The secular instability of a wide variety of low-frequency g-modes, but not including those due to a hadron-quark phase transition, has been estimated in Ref. [84]. The main conclusion of this paper is that the secular instability in rotating hybrid stars sets in when the compact object’s rotation frequency is ∼30% less than the g-mode frequency of the non-rotating configuration. If this were the case, the g-mode instability might set in at rotation rates that are lower than those of the f-mode. Despite this, in Ref. [84] it was also shown that dissipation due to viscosity might completely suppress the instability outside of an extremely narrow temperature window of $\sim {10}^9$ K. In Ref. [85] the secular instability of g-modes produced by the presence of a hadron-quark mixed phase was studied. The main result is that the appearance of a mixed phase produces a sharp increase in the frequency of the g-modes that might prevent the secular instability from setting in. In this sense, more research related to this subject is needed to better understand this matter.
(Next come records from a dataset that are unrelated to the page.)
PR #9229, opened 2021-02-23
Refactor: move compare-features script test out of linter

bershanskiy:
This PR moves a unit test out of [linter](https://github.com/mdn/browser-compat-data/blob/master/test/lint.js#L161) and into a separate mocha test file similar to [`utils.test.js`](https://github.com/mdn/browser-compat-data/blob/master/test/utils.test.js). This unit test is still called by `npm run test`, since [`test`](https://github.com/mdn/browser-compat-data/blob/master/package.json#L52) script includes `npm run mocha`.

For reviewer convenience, I split it up into two commits: the actual change is in the first commit and the second commit is just `npm run fix`.

### Before:
```
$ npm run test

> @mdn/browser-compat-data@3.1.1 test
> npm run mocha && npm run lint


> @mdn/browser-compat-data@3.1.1 mocha
> mocha "test/**.test.js"



  utils
    √ `escapeInvisibles()` works correctly


  1 passing (3ms)


> @mdn/browser-compat-data@3.1.1 lint
> node test/lint
> [rest of output]
```

### After:
```
$ npm run test

> @mdn/browser-compat-data@3.1.1 test /home/runner/work/browser-compat-data/browser-compat-data
> npm run mocha && npm run lint


> @mdn/browser-compat-data@3.1.1 mocha /home/runner/work/browser-compat-data/browser-compat-data
> mocha "test/**.test.js"



  compare-features script
    ✓ `compareFeatures()` works correctly

  utils
    ✓ `escapeInvisibles()` works correctly


  2 passing (7ms)


> @mdn/browser-compat-data@3.1.1 lint /home/runner/work/browser-compat-data/browser-compat-data
> node test/lint
> [rest of output]
```

A checklist to help your pull request get merged faster:
- [ ] Summarize your changes
- [ ] Data: link to resources that verify support information (such as browser's docs, changelogs, source control, bug trackers, and tests)
- [ ] Data: if you tested something, describe how you tested with details like browser and version
- [ ] Review the results of the linter and fix problems reported (If you need help, please ask in a comment!)
- [ ] Link to related issues or pull requests, if any

PR #15886, opened 2022-04-19
Move compare-features unittest to matching folder

queengooborg:
This PR is a quick follow-up to #9229 that moves the unittest for `compare-features` to the same folder as the script for better organization.  Additionaly, the now-invalid JSDoc is removed.


queengooborg:
I'm self-merging this because it's a very small change that doesn't have any impact on BCD other than organizationally.

Stanislav1975 (approved):

PR #15889, opened 2022-04-19
Add linter for incorrect feature statuses

queengooborg:
This PR is a cherry-pick from #6813 and #11430 to add a new linter to test the status of a feature, enforcing the following:

- Experimental and depcrecated cannot both be `true`
- Standard track must be `true` if there is a spec URL

This should also provide a better foundation for #11506 for long-term linting.  Note that this PR will fail tests for now as we have conflicting data.

### DIFF
--- a/scripts/fix-status.js
+++ b/scripts/fix-status.js
@@ -1,0 +1,100 @@
+#!/usr/bin/env node
+/* Any copyright is dedicated to the Public Domain.
+ * http://creativecommons.org/publicdomain/zero/1.0/ */
+
+/**
+ * Return a new feature object whose first-level properties have been
+ * ordered according to Array.prototype.sort, and so will be
+ * stringified in that order as well. This relies on guaranteed "own"
+ * property ordering, which is insertion order for non-integer keys
+ * (which is our case).
+ *
+ * @param {string} key The key in the object
+ * @param {*} value The value of the key
+ *
+ * @returns {*} The new value
+ */
+
+'use strict';
+const fs = require('fs');
+const path = require('path');
+const { platform } = require('os');
+
+/** Determines if the OS is Windows */
+const IS_WINDOWS = platform() === 'win32';
+
+const fixStatus = (key, value) => {
+  const status = value && value.__compat && value.__compat.status;
+  if (status && status.experimental && status.deprecated) {
+    status.experimental = false;
+  }
+  return value;
+};
+
+/**
+ * @param {Promise<void>} filename
+ */
+const fixStatusFromFile = filename => {
+  let actual = fs.readFileSync(filename, 'utf-8').trim();
+  let expected = JSON.stringify(JSON.parse(actual, fixStatus), null, 2);
+
+  if (IS_WINDOWS) {
+    // prevent false positives from git.core.autocrlf on Windows
+    actual = actual.replace(/\r/g, '');
+    expected = expected.replace(/\r/g, '');
+  }
+
+  if (actual !== expected) {
+    fs.writeFileSync(filename, expected + '\n', 'utf-8');
+  }
+};
+
+if (require.main === module) {
+  /**
+   * @param {string[]} files
+   */
+  function load(...files) {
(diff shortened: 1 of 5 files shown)


scripts/fix-status.js
```diff
@@ -0,0 +1,100 @@
+#!/usr/bin/env node
```
foolip, line 1: Shebang!

scripts/fix-status.js
```diff
@@ -0,0 +1,100 @@
...
+/* Any copyright is dedicated to the Public Domain.
+ * http://creativecommons.org/publicdomain/zero/1.0/ */
+
+/**
+ * Return a new feature object whose first-level properties have been
```
foolip, line 6: Should this doc block be moved to before the function? Although which function, this seems like it's documenting a helper for sorting keys before JSON-serializing, which isn't here?

scripts/fix-status.js
```diff
@@ -0,0 +1,100 @@
...
+ * @returns {*} The new value
+ */
+
+'use strict';
+const fs = require('fs');
+const path = require('path');
+const { platform } = require('os');
+
+/** Determines if the OS is Windows */
+const IS_WINDOWS = platform() === 'win32';
```
foolip, line 24: Import this from utils?

scripts/fix-status.js
```diff
@@ -0,0 +1,100 @@
...
+
+const fixStatus = (key, value) => {
+  const status = value?.__compat?.status;
+  if (status && status.experimental && status.deprecated) {
+    status.experimental = false;
```
foolip, line 29: I disagree that we can autofix this. Why is it necessarily this status that is wrong?

scripts/fix-status.js
```diff
@@ -0,0 +1,100 @@
...
+  }
+  return value;
+};
+
+/**
+ * @param {Promise<void>} filename
```
foolip, line 35: This is sync, no Promise.

scripts/fix-status.js
```diff
@@ -0,0 +1,100 @@
...
+  if (actual !== expected) {
+    fs.writeFileSync(filename, expected + '\n', 'utf-8');
+  }
+};
+
+if (require.main === module) {
+  /**
+   * @param {string[]} files
+   */
+  function load(...files) {
```
foolip, line 56: This piece of code is repeated in lots of places, can it be put in utils?

test/linter/test-status.js
```diff
@@ -0,0 +1,57 @@
...
+    }
+    if (compat.status.experimental && compat.status.deprecated) {
+      logger.error(
+        chalk`{red → Unexpected simultaneous experimental and deprecated status in {bold ${path}}}`,
+      );
+    }
+  }
+
+  // Check children
+  for (const member in data) {
```
foolip, line 29: Something with `Object.entries(data)` would make sense here since we need both key and value.

Although, can we just use utils.walk to visit all the entries?

foolip (commented):
A bunch of comments here would apply to all lint code. If you think they make sense but don't want to fix it now, can you file issues?

test/linter/test-status.js
queengooborg: For this and the above comment, I plan to do as such in the next-gen linter!

queengooborg:
I've now updated this linter to enforce migration 007 and ensure we don't regress there!

queengooborg:
I don't know why but the errors won't display the second time for whatever reason.  #5300 should fix this though.

test/linter/test-status.js
```diff
@@ -0,0 +1,106 @@
...
+
+  const logger = new Logger('Feature Status');
+
+  checkStatus(data, logger);
+
+  logger.emit();
+  return logger.hasErrors();
+}
+
+module.exports = testStatus;
```
saschanaz, line 106: The name is a bit ambiguous as I have #6813 (which should be renamed too) and #7351.

PR #17014, opened 2022-07-15
Unprefixed user-select not in Safari 16

nt1m:
This has been reverted in https://github.com/WebKit/WebKit/commit/e4b63beaeb743e2d311d689590ec49bb0728b3ff


foolip (approved):
That's a shame, but thanks for updating the data @nt1m!

PR #17021, opened 2022-07-16
Update Safari versions for Animation API

queengooborg:
This PR updates and corrects the real values for Safari (Desktop and iOS/iPadOS) for the `Animation` API, based upon results from the [mdn-bcd-collector](https://mdn-bcd-collector.appspot.com) project (v6.0.8).

Tests Used: https://mdn-bcd-collector.appspot.com/tests/api/Animation

Note: due to issues with `update-bcd`, these changes were performed manually by comparing the results output for Safari 10.0 and 10.1.

### DIFF
--- a/api/Animation.json
+++ b/api/Animation.json
@@ -21,7 +21,7 @@
           "opera": "mirror",
           "opera_android": "mirror",
           "safari": {
-            "version_added": "13.1"
+            "version_added": "10.1"
           },
           "safari_ios": "mirror",
           "samsunginternet_android": "mirror",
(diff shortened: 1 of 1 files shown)


foolip (commented):
This doesn't match the data for https://developer.mozilla.org/en-US/docs/Web/API/Element/animate. Maybe the interface was exposed before it could actually be used for anything?

queengooborg:
Ah, yep, that's what's going on.  Because two of the properties were supported in that early version of Safari as well, the collector was setting them to Safari 10.1.  Between 10.1 and 13.1, they all returned `null`, so the collector didn't know what to do.

PR #17043, opened 2022-07-19
Update mstyle compatibility data

fred-wang:
#### Summary
* Update data for Chrome, based on info from mathml.global_attribute.

* Update notes for Firefox, taken from Gecko-specific notes of
  https://developer.mozilla.org/en-US/docs/Web/MathML/Element/mstyle

* Remove dir, displaystyle, scriptlevel since they now belong to
  mathml.global_attribute

* Update scriptminsize/scriptsizemultiplier, removed in Firefox 103
  and not part of MathML Core.

This was essentially copying info from https://github.com/mdn/browser-compat-data/pull/16995, https://bugzilla.mozilla.org/show_bug.cgi?id=1772697 and https://developer.mozilla.org/en-US/docs/Web/MathML/Element/mstyle

#### Related issues

This is needed for https://github.com/mdn/content/pull/18273

### DIFF
--- a/mathml/elements/mstyle.json
+++ b/mathml/elements/mstyle.json
@@ -7,13 +7,30 @@
           "spec_url": "https://w3c.github.io/mathml-core/#style-change-mstyle",
           "support": {
             "chrome": {
-              "version_added": false,
-              "notes": "See <a href='https://crbug.com/6606'>bug 6606</a>."
+              "version_added": "80",
+              "impl_url": "https://crrev.com/c/1908533",
+              "flags": [
+                {
+                  "type": "preference",
+                  "name": "#enable-experimental-web-platform-features",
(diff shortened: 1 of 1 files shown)


fred-wang:
cc @queengooborg @teoli2003

fred-wang:
@queengooborg any update on the review here?

queengooborg (approved):
Eventually, we should probably get those attributes separated into subfeatures, but we can worry about that later.  For now, LGTM!

fred-wang:
> Eventually, we should probably get those attributes separated into subfeatures, but we can worry about that later. For now, LGTM!

I'm not sure I understand this? All attributes are already handled as subfeatures no? And all the ones removed here are in mathml.global_attribute?

Issue #17024, opened 2022-07-17
Remove _mixins folder and merge features?


queengooborg:
The `_mixins` folder under `api/` holds partial feature data for certain APIs, separated by their original mixin.  It was a great way to quickly demix numerous mixins that we had in BCD, however now it feels redundant.  We're not exposing mixins to readers, and for anyone who cares about whether a feature is implemented through a mixin or not, there are better tools available to determine that, such as Webref.  Additionally, tooling for BCD has to perform additional work to account for the data in `_mixins`.

I'm thinking we should simply remove the `_mixins` folder and merge the features into the files for the rest of the APIs.  This should reduce the amount of work tooling must do, and reduce contributor confusion.

foolip:
This seems fine to me.

queengooborg:
This was agreed upon during the last BCD meeting, so I've opened a PR to do this and will merge it shortly!

PR #17053, opened 2022-07-20
Combine ARIAMixin members into individual interfaces

queengooborg:
This PR combines the separated mixin files for `ARIAMixin` into the main interface files.  Part of work for #17024.


queengooborg:
This was approved during the BCD meeting call earlier today!

PR #17057, opened 2022-07-21
Remove data for MathML global attributes from MathML elements.

fred-wang:
#### Summary

The information for MathML global attributes has been added to a
separate file [1] so it does not need to be repeated for each
individual MathML element anymore. That also makes things
consistent with what HTML does. Note that the case of mstyle is
handled in [2].

N/A this is just removing duplicated data.

#### Related issues

[1] https://github.com/mdn/browser-compat-data/pull/16995
[2] https://github.com/mdn/browser-compat-data/pull/17043


fred-wang:
cc @queengooborg

fred-wang:
@queengooborg can you please review this?

queengooborg (approved):

Issue #16890, opened 2022-07-10
mathml.elements.math - Supported in Chrome 106


FryingggPannn:
### What type of issue is this?

Incorrect support data (ex. Chrome says "86" but support was added in "40")

### What information was incorrect, unhelpful, or incomplete?

MathML support was added in Chromium 106, and Chrome 106 is based on this version. Other Chromium 106-based browsers may also have MathML support in the future. See https://caniuse.com/mathml

### What browsers does this problem apply to, if applicable?

Chromium (Chrome, Edge 79+, Opera, Samsung Internet)

### What did you expect to see?

MathML supported in Chrome 106

### Did you test this? If so, how?

I tested this on my MacBook Air, and also checked the support table on Can I Use.

### MDN URL

https://developer.mozilla.org/en-US/docs/Web/MathML

### MDN metadata

<details>
<summary>MDN page report details</summary>

* Query: `mathml.elements.math`
* Report started: 2022-07-10T01:15:49.193Z

</details>

fred-wang:
Note that MathML is still under a flag in Chrome, so we need to wait before saying it is supported. Pull request to update the status: https://github.com/mdn/browser-compat-data/pull/17059

fred-wang:
BTW, I'm not sure why CanIuse said 106 ; initially chromestatus.com was using that milestone but we delayed that a bit after discussion on https://groups.google.com/a/chromium.org/g/blink-dev/c/n4zf_3FWmAA ; browser-compat-data should still be updated when the flag is on by default, but that's not the case yet.

PR #17059, opened 2022-07-21
Update MathML implementation status for Blink-based browsers

fred-wang:
#### Summary

A new MathML implementation started in Blink in 2019 and very basic
support was implemented under the "experimental web platform features"
flag. This corresponds to Blink 80 [1]. As a consequence, update the
Blink-based browsers accordingly:

- Chrome switched to Blink in version 28 [2], before that there was a
  WebKit implementation that was implemented enabled only in Chrome 24.
  We keep that information and add link to why it was removed in
  Chrome 25. Also add the new implementation in version 80.

- Edge switched to Blink in version 79 [3], add the new
  implementation in version 80.

- Opera switched to Blink in version 15 [4], before that there was a
  Presto implementation. We keep that information and add the new
  implementation in version 67 (corresponding to Blink version 80).

- Opera Android does not support flags [5], so MathML cannot be
  enabled for now. Don't change anything for this entry.

[1] https://chromiumdash.appspot.com/commit/ee4ac810348a8dd42fb0f5bc7353c507e4ab17c6
    https://chromiumdash.appspot.com/commit/6a1f248788b300a9d2b96c977976e747c5ec4aaa
    https://chromiumdash.appspot.com/commit/e4f3a0881c7a63f5ed0ff9dd68ef04d84a535969
    https://chromiumdash.appspot.com/commit/63dd456d6e73f1d41aadf211aefa3456f5825f47
    https://chromiumdash.appspot.com/commit/9bbdc694b075ea78b913f89954571f55ad14f0d8
    https://chromiumdash.appspot.com/commit/8b8b60fb32ffcc41c3ae41224389822969e172f3
[2] Cf chrome.json
[3] Cf edge.json
[4] Cf opera.json
[5] npm test is reporting that.

#### Related issues

Fixes https://github.com/mdn/browser-compat-data/issues/16890

### DIFF
--- a/mathml/elements/math.json
+++ b/mathml/elements/math.json
@@ -10,15 +10,13 @@
               {
                 "version_added": "80",
                 "impl_url": "https://crbug.com/6606",
-                "partial_implementation": true,
                 "flags": [
                   {
                     "type": "preference",
                     "name": "#enable-experimental-web-platform-features",
                     "value_to_set": "Enabled"
                   }
-                ],
-                "notes": "This is a new Blink-based implementation started in 2019."
+                ]
               },
               {
                 "version_added": "24",
@@ -32,15 +30,13 @@
             "edge": {
               "version_added": "80",
               "impl_url": "https://crbug.com/6606",
-              "partial_implementation": true,
               "flags": [
                 {
                   "type": "preference",
                   "name": "#enable-experimental-web-platform-features",
                   "value_to_set": "Enabled"
                 }
-              ],
-              "notes": "This is a new Blink-based implementation started in 2019."
+              ]
             },
             "firefox": [
               {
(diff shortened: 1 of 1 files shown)


fred-wang:
cc @queengooborg

mathml/elements/math.json
```diff
@@ -6,15 +6,41 @@
...
+                "impl_url": "https://crbug.com/6606",
+                "partial_implementation": true,
+                "flags": [
+                  {
+                    "type": "preference",
+                    "name": "#enable-experimental-web-platform-features",
+                    "value_to_set": "Enabled"
+                  }
+                ],
+                "notes": "This is a new Blink-based implementation started in 2019."
```
queengooborg, line 21: We should remove this note; it doesn't provide any useful information.

queengooborg (approved):
LGTM, let's remove the "new Blink-based implementation" notes and then this is good to go!

queengooborg (changes requested):
(Oops, meant to "request changes" instead of "approve"!)

mathml/elements/math.json
fred-wang: Done (It seems the scheme requires it when `partial_implementation` is true, so I removed that key too)

queengooborg (approved):

PR #17062, opened 2022-07-21
Add Firefox implementation notes for menclose@notation

fred-wang:
#### Summary

Import Firefox implementation notes for menclose@notation from https://developer.mozilla.org/en-US/docs/Web/MathML/Element/menclose#gecko-specific_notes

This was taken from MDN's Gecko-specific notes, I haven't checked again whether that's accurate.

#### Related issues

https://github.com/mdn/content/pull/18589

### DIFF
--- a/mathml/elements/menclose.json
+++ b/mathml/elements/menclose.json
@@ -42,27 +42,9 @@
               },
               "chrome_android": "mirror",
               "edge": "mirror",
-              "firefox": [
-                {
-                  "version_added": "32",
-                  "notes": "Notation <code>phasorangle</code> was implemented."
-                },
-                {
-                  "version_added": "24",
-                  "partial_implementation": true,
-                  "notes": "Notation <code>updiagonalarrow</code> was implemented."
-                },
-                {
-                  "version_added": "2",
-                  "partial_implementation": true,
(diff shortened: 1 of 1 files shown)


mathml/elements/menclose.json
```diff
@@ -145,9 +145,27 @@
...
+                  "version_added": "2",
+                  "partial_implementation": true,
+                  "notes": "Notation <code>madruwb</code> was implemented."
+                },
+                {
+                  "version_added": "1",
+                  "partial_implementation": true,
+                  "notes": "Only notations from MathML2 were implemented."
+                }
+              ],
```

We note that according to the turning point method of Friedman, Ipser, and Paker [86] axisymmetric stellar configurations can exist which are secularly unstable. It would be very interesting to investigate this instability for the stellar models of our work and to compare the results with the f-mode instability of our study. Such a comparison is planned for future work.

Finally, though the r-mode instability is not explored in this study, it is expected to compete with the f-mode instability [12,13]. Determining which of these two modes places a more stringent limit on the stable rotation periods of neutron stars require substantial additional study of the very nonlinear equations describing the r-modes.